This isn't my first rodeo, and my Mac is in fact NOT my machine that only has USB ports for external disks (it still has FireWire 800, plus a Thunderbolt1 port - but that one is occupied). Backing up a pool of a few 100 Gb over gigabit ethernet is just not an option, so USB *has* to work for me.
nodarkthings wrote:Yes, it's an old USB2 dock (and I don't have a clue of what UAS(P) is
) so I guess your hypothesis about 2.2.x bandwidth could matter (but why is it working in 10.11 and 10.14, then?
)
You misread me, I was thinking that USB3 might be the problem because that's my experience. UAS(P) is a newer "super protocol" that allows better throughput. It can be instable in older Linux kernel versions combined with certain chipsets in the external device but I never heard of problems with it in OS X 10.9 .
However, I would not be surprised if your use of a dock (powered hub?) are increasing your chances for the kind of problems on which the old "don't use ZFS over USB" is based.
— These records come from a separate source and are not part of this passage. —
PR #5807, opened 2023-07-09
Fix GitHub prepare action

hgy59:
## Description

This PR was initiated by the fact, that the prepare job of the github build action takes a large amount of time.
Local analysis showed that it takes > 60 seconds to evaluate the dependency-list for each package that depends on ffmpeg.

before, the "Evaluate dependencies" step of the "Prepare for Build" job took about 6 to 10 minutes.
with this fix, it takes about 3 minutes.

## Checklist

### Type of change

### DIFF
--- a/.github/actions/prepare.sh
+++ b/.github/actions/prepare.sh
@@ -37,17 +37,20 @@ done
 for package in ${DEPENDENT_PACKAGES}
 do
     echo "===> Searching for dependent package: ${package}"
-    packages=$(echo "${DEPENDENCY_LIST}" | grep -w "${package}" | grep -o ".*:" | tr ':' ' ' | sort -u | tr '\n' ' ')
+    packages=$(echo "${DEPENDENCY_LIST}" | grep " ${package} " | grep -o ".*:" | tr ':' ' ' | sort -u | tr '\n' ' ')
     echo "===> Found: ${packages}"
     SPK_TO_BUILD+=${packages}
 done
 
 # fix for packages with different names
 if [ "$(echo ${SPK_TO_BUILD} | grep -ow nzbdrone)" != "" ]; then
-    SPK_TO_BUILD+=" sonarr3"
+    SPK_TO_BUILD=$(echo "${SPK_TO_BUILD}" | tr ' ' '\n' | grep -v "nzbdrone" | tr '\n' ' ')" sonarr3"
 fi
 if [ "$(echo ${SPK_TO_BUILD} | grep -ow python)" != "" ]; then
-    SPK_TO_BUILD+=" python2"
+    SPK_TO_BUILD=$(echo "${SPK_TO_BUILD}" | tr ' ' '\n' | grep -v "python" | tr '\n' ' ')" python2"
+fi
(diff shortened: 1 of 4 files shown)


cross/chromaprint/Makefile
```diff
@@ -9,13 +9,13 @@ HOMEPAGE = https://acoustid.org/chromaprint
...
 
-OPTIONAL_DEPENDS = cross/ffmpeg4
+OPTIONAL_DEPENDS = cross/ffmpeg$(FFMPEG_VERSION)
 
 # compiler too old
 UNSUPPORTED_ARCHS = $(ARMv5_ARCHS) $(OLD_PPC_ARCHS)
 
 ifneq ($(wildcard $(FFMPEG_DIR)),)
-CMAKE_RPATH = /var/packages/ffmpeg$(FFMPEG_VERSION)/target/lib
+CMAKE_RPATH = /var/packages/ffmpeg$(subst 4,,$(FFMPEG_VERSION))/target/lib
```
hgy59, line 18: @th0ma7 I suppose without this fix the chromaprint package is not able to find the ffmpeg libs at runtime.

th0ma7: You are totally right, good catch.

.github/actions/prepare.sh
```diff
@@ -37,17 +37,20 @@ done
...
 if [ "$(echo ${SPK_TO_BUILD} | grep -ow nzbdrone)" != "" ]; then
-    SPK_TO_BUILD+=" sonarr3"
+    SPK_TO_BUILD=$(echo "${SPK_TO_BUILD}" | tr ' ' '\n' | grep -v "nzbdrone" | tr '\n' ' ')" sonarr3"
 fi
 if [ "$(echo ${SPK_TO_BUILD} | grep -ow python)" != "" ]; then
-    SPK_TO_BUILD+=" python2"
+    SPK_TO_BUILD=$(echo "${SPK_TO_BUILD}" | tr ' ' '\n' | grep -v "python" | tr '\n' ' ')" python2"
+fi
+if [ "$(echo ${SPK_TO_BUILD} | grep -ow ffmpeg)" != "" ]; then
+    SPK_TO_BUILD=$(echo "${SPK_TO_BUILD}" | tr ' ' '\n' | grep -v "ffmpeg" | tr '\n' ' ')" ffmpeg4"
```
th0ma7, line 53: If I get this right, you're removing all `ffmpeg{456}` from the list but only adding `ffmpeg4` at the end of list?  That would then by default disable `ffmpeg{56}` builds, no?

hgy59: No, this is not the case, it just renames ffmpeg to ffmpeg4. (`-w ffmpeg` is a full word filter and does not match any of ffmpeg4, ffmpeg5 and ffmpeg6).

The error that is fixed with this is the following:
The modification of a file in the spk/ffmpeg4 folder triggers the build of ffmpeg package (not ffmpeg4) and I saw errors saying the folder spk/ffmpeg does not exist.
This custom handling is required for all packages where the package name does not match the spk folder (see lines above for python2 and sonarr3).

th0ma7: Makes full sense, another nice catch :)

I have a dual-device mirrored pool, two M.2 SSDs in USB3 enclosures. I connect those via a small non-powered USB3 dock to one of the ports in my Thunderbolt dock (which gives me my USB3 ports!). I have been using ZFS 2.1.0.4 (latest commit from the 2.1 branch, self-built) until now and have resilvered the mirror device in that pool multiple times now. I think there's about 20Gb of data on the pool without any issues, and resilvering is something that reaches much higher throughput rates than you get from copying a folder (unless it has huge files in it).
Evidently you can mix and match ZFS 2.1 with 2.2 on different machines. I prefer to avoid it because I don't want to see continuous messages about pools that can be upgraded, or run the risk that a pool I create on 1 system won't import on the other. But I just saw that I might get that even with 2.1.6 because someone backported 2.2 features that aren't available in ZoL 2.1.x (like Blake3 checksums).